PR #1073, opened 2023-05-10
docs: indicate available `enableFixer` option; fixes #1072

### LINKED ISSUE #1072: Question (docs?): `enableFixer` for certain rules
I just noticed that e.g. https://github.com/gajus/eslint-plugin-jsdoc/blob/main/docs/rules/no-blank-blocks.md#readme has an `enableFixer` rule.  It defaults to false.

It seems some rules have this. It is required to be set to `true` in order for `--fix` to work, at least that is how I interpret it (and when I tested it). Correct me if I am wrong.

Two questions:
1. How come it is not default set to `true`? It is what I would expect, but I bet there is a rationale to set it to default `false`.
2. Is this an option that is intended to be added to all rules to control where the rules, that can automatically fix faults, should do it or not when adding the `--fix` flag? If so should this general rule be documented in the main README.md at least close to the table showing what rules are fixable (with the wrench icon)?

With the caveat that I completely misunderstood its usage 😆

brettz9:


brettz9:
> @brettz9 I wonder if there should be a new column mentioning if it is default enabled or not? I think that would avoid a few pain points.

I considered that, but I think it is preferable not to bloat the table too much. Hopefully the note and the rules themselves will make it clear.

☆ ☆ ☆ ☆

- Instructions to follow: Repeat the whole of the data above exactly, keeping every word.

- Answer space:
PR #1073, opened 2023-05-10
docs: indicate available `enableFixer` option; fixes #1072

### LINKED ISSUE #1072: Question (docs?): `enableFixer` for certain rules
I just noticed that e.g. https://github.com/gajus/eslint-plugin-jsdoc/blob/main/docs/rules/no-blank-blocks.md#readme has an `enableFixer` rule.  It defaults to false.

It seems some rules have this. It is required to be set to `true` in order for `--fix` to work, at least that is how I interpret it (and when I tested it). Correct me if I am wrong.

Two questions:
1. How come it is not default set to `true`? It is what I would expect, but I bet there is a rationale to set it to default `false`.
2. Is this an option that is intended to be added to all rules to control where the rules, that can automatically fix faults, should do it or not when adding the `--fix` flag? If so should this general rule be documented in the main README.md at least close to the table showing what rules are fixable (with the wrench icon)?

With the caveat that I completely misunderstood its usage 😆

brettz9:


brettz9:
> @brettz9 I wonder if there should be a new column mentioning if it is default enabled or not? I think that would avoid a few pain points.

I considered that, but I think it is preferable not to bloat the table too much. Hopefully the note and the rules themselves will make it clear.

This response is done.